I enjoyed the Death Gate cycle for Zifnab alone. If ever a character deserved to NOT be confined to a single trilogy.
And Sturm’s death, while I wasn’t a fan of his character(on a recent reread he REALLY bugged me), really hit me profoundly. At this point in my reading, never had a major character DIED like that. At the hands of another major character, no less. It really raised the stakes of the story.
A couple of interesting tidbits, from a behind the scenes book the friend who introduced me to these books had.
-Sturm was slated for death from the start.
-The effort to conceal the identity of the Blue Dragonlord was so in depth, they put a man’s figure on the cover of the first edition.
I loved loved loved Star of the Guardians. So what if it was a Star Wars ripoff? It was a better Star Wars ripoff that any Star Wars book I tried. And it became something more in the end, with two of the most memorable characters I’d ever read. And yeah, they died, most magnificently.
I reread the original trilogy recently (first time in many years) and the nostalgia, it runs strong although I certainly can see the imperfections. I’ll have to dive into Legends in the not-too-distant future.
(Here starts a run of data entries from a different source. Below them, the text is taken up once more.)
PR #2209, opened 2019-12-23
Fixes accidental break with multi due to max key numbers

wookieejedi:
This PR reduces the number of controls back down to 127 so as to keep multi compatibility.


wookieejedi:
Just updated thanks!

I did like the first four Death Gate books, at least — after that it started to get a bit weird. And I actually like Starshield — the idea, if not the execution.
It’s amazing how fast it took off — I remember in the early 1990s going into bookstores and seeing an entire rack of nothing but Dragonlance.
Gah! Double post! OK, so I’ll change it to say: I remember when it all first began — there was Gary Gygax’ Saga of Old City, Douglas Niles’ Darkwalker on Moonshae and Weis & Hickman’s Dragons of Autumn Twilight (not necessarily in that order). Three surprisingly different takes on RPG tie-in fiction.
It’s great to see a post giving some love to Weis and Hickman. I often see their names associated with hack-fantasy. I think they deserve much more credit than that.
I wish someone would give some similiar love to R. A. Salvatore. I think his fantasy writing is really good, especially his description of battle scenes.